PR #156, opened 2025-05-06
[v2 bug] Disable websocket max_size

blast-hardcheese:
Why
===

When we hit the maximum size of a websocket packet the websocket client proactively disconnects itself. Unfortunately this can happen outside of the observed lifecycle of the owned socket, so when we attempt to reconnect we just resend the last request and see whether or not we get a valid response.

What changed
============

- Disable `max_size` during `websocket.connect(...)`

Test plan
=========

CI

Without the bugfix commit, test logs include:

```
DEBUG    replit_river.common_session:common_session.py:102 _buffered_message_sender: Sent 'jKAcLL2O3XBL4xZF1cEWv'
DEBUG    websockets.server:protocol.py:572 < BINARY 8b a2 69 64 b5 6a 4b 41 63 4c 4c 32 4f 33 58 42 ... 70 61 79 6c 6f 61 64 80 [244 bytes]
DEBUG    websockets.server:protocol.py:719 > BINARY 88 a2 69 64 b5 52 42 59 4b 6a 42 2d 63 59 37 5f ... 61 61 61 61 61 61 61 61 [1048711 bytes]
DEBUG    websockets.client:protocol.py:719 > CLOSE 1009 (message too big) over size limit (? > 1048576 bytes) [37 bytes]
DEBUG    websockets.client:protocol.py:169 = connection is CLOSING
DEBUG    websockets.server:protocol.py:572 < CLOSE 1009 (message too big) over size limit (? > 1048576 bytes) [37 bytes]
DEBUG    websockets.server:protocol.py:719 > CLOSE 1009 (message too big) over size limit (? > 1048576 bytes) [37 bytes]
DEBUG    websockets.server:protocol.py:169 = connection is CLOSING
DEBUG    websockets.server:protocol.py:731 > EOF
DEBUG    websockets.server:connection.py:890 x half-closing TCP connection
```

* [EXERCISE INSTRUCTIONS]: What this exercise asks for is every line of the data above with the word "connection".

* [REPLY]:
DEBUG    websockets.client:protocol.py:169 = connection is CLOSING
DEBUG    websockets.server:protocol.py:169 = connection is CLOSING
DEBUG    websockets.server:connection.py:890 x half-closing TCP connection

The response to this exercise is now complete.